Confusion about equation (1.37) in the UQLab User Manual Structural Reliability (Rare Event Estimation)

Hello all,

I am really confused about the expression of MCS estimatior (Page.11, eqn (1.37)) in Structural Reliability manual (Version:UQLAB-V2.0-107):

Personally, I think it is inaccurate or incorrect

As an estimator of the true P_f, \hat{P_f} should be a random variable. According to the Central Limit Theorem, when the number of samples is large enough, the distribution of \hat{P_f} will converge to normal distribution. However, I think the mean and variance of equation given in eqn (1.37) is inaccurate or inappropriate:

  1. For mathematical expression of normal distributions, it might be better to use the variance, instead of standard deviation?

  2. For the mean value, I think it should theoretically be P_f, which is the true mean or true failure probability, instead of \hat{P_f}.

  3. For the variance, I think it should be the ture variance \frac{P_f(1-P_f)}{N}. I am really confused about the reason why the standard deviation is \sqrt{\hat{P_f}(1-\hat{P_f})} (i.e., it is using the estimated value and is not divided by N). Intuitively speaking, at least the variance should decrease along with the increasing number of N.

Jingyu

Hi @Jingyu_Liu,

Thank you for creating the post here and for the remarks.

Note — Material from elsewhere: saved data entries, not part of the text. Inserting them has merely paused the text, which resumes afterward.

PR #3619, opened 2021-03-01
Use monorepo releases

kneth:
## What, How & Why?

This closes # ???

## ☑️ ToDos

* [ ] 📝 Changelog entry
* [ ] 🚦 Tests

* [ ] jsdoc files updated


src/js_sync.hpp
```diff
@@ -780,7 +780,7 @@ void SyncClass<T>::populate_sync_config(ContextType ctx, ObjectType realm_constr
     if (Value::is_boolean(ctx, sync_config_value)) {
         config.force_sync_history = Value::to_boolean(ctx, sync_config_value);
         if (config.force_sync_history) {
-            config.schema_mode = SchemaMode::Additive;
+            config.schema_mode = SchemaMode::AdditiveDiscovered;
```
tgoyne, line 783: JS probably wants AdditiveExplicit. AdditiveDiscovered is for when the schema is auto-discovered from classes so that merely defining an unused embeddedobject subclass doesn't break things.

tests/js/object-tests.js
```diff
@@ -567,6 +568,7 @@ module.exports = {
 
         obj.addListener((obj, changes) => {
             calls++;
+            console.log(`FISK ${calls}: ${JSON.stringify(changes)}`);
```
tgoyne, line 571: I don't know if it's the source of problems, but one thing I notice about this test is that it seems like `obj` could be garbage collected immediately after the call to `realm.delete()` which would result in the notifier being destroyed.

kneth:
#3635 is the way forward (building everything from source).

  1. Both notations, \mathcal{N}(\mu,\sigma^2) and \mathcal{N}(\mu,\sigma), to represent normal distributions are commonly used.
  2. Yes, you are right: \widehat{P}_f is an unbiased estimator of P_f, i.e., \mathbb{E}\left[\widehat{P}_f\right]=P_f.
  3. Yes, you are right: the variance \sigma^2_{P_f} of \widehat{P}_f is \frac{P_f(1-P_f)}{N}. The reasoning between Eq. (1.27) and Eq. (1.28) should be reorganized as follows for a more rigorous mathematical presentation. The variance of a single trial (which is a Bernouilli random variable) is \sigma^2_{1_{\mathcal{D}_f}} = P_f(1-P_f). Because the trials are independent and identically distributed, the Monte Carlo estimator \widehat{P}_f follows asymptotically a Gaussian distribution, i.e., \sqrt{N}(\widehat{P}_f - P_f)/\sigma_{1_{\mathcal{D}_f}} \stackrel{d}{\rightarrow}\mathcal{N}(0,1), according to the central limit theorem. Because P_f is unknown, the standard deviation \sigma_{1_{\mathcal{D}_f}} is unknown. Since \widehat{P}_f is a consistent estimator of P_f, \widehat{\sigma}_{1_{\mathcal{D}_f}} = \sqrt{\widehat{P}_f(1-\widehat{P}_f)} is a consistent estimator of \sigma_{1_{\mathcal{D}_f}}, which follows from the continuous mapping theorem. According to Slutsky’s theorem, \sqrt{N}(\widehat{P}_f - P_f)/\widehat{\sigma}_{1_{\mathcal{D}_f}} also converges in distribution to \mathcal{N}(0,1), based on which Eq. (1.39) was derived to calculate the confidence interval. Note that a confidence interval itself is random, as it is calculated from data. Moreover, an \alpha-confidence interval indicates that the interval has the probability \alpha to contain the true value.

We will modify and update the manual in the next release. Thanks again for your feedback.